Set the data down once more, exactly as it is written.

--- START ---

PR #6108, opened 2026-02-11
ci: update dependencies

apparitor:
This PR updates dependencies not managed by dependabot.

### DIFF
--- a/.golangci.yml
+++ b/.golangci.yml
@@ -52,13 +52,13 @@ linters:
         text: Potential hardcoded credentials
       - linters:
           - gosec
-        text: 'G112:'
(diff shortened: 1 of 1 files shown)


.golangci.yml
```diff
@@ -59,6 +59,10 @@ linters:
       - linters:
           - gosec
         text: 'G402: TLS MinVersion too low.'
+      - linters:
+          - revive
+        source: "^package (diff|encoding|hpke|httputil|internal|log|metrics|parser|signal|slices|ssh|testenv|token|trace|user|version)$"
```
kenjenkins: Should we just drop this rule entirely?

--- END ---

▶ [YOUR SOLUTION]
PR #6108, opened 2026-02-11
ci: update dependencies

apparitor:
This PR updates dependencies not managed by dependabot.

### DIFF
--- a/.golangci.yml
+++ b/.golangci.yml
@@ -52,13 +52,13 @@ linters:
         text: Potential hardcoded credentials
       - linters:
           - gosec
-        text: 'G112:'
(diff shortened: 1 of 1 files shown)


.golangci.yml
```diff
@@ -59,6 +59,10 @@ linters:
       - linters:
           - gosec
         text: 'G402: TLS MinVersion too low.'
+      - linters:
+          - revive
+        source: "^package (diff|encoding|hpke|httputil|internal|log|metrics|parser|signal|slices|ssh|testenv|token|trace|user|version)$"
```
kenjenkins: Should we just drop this rule entirely?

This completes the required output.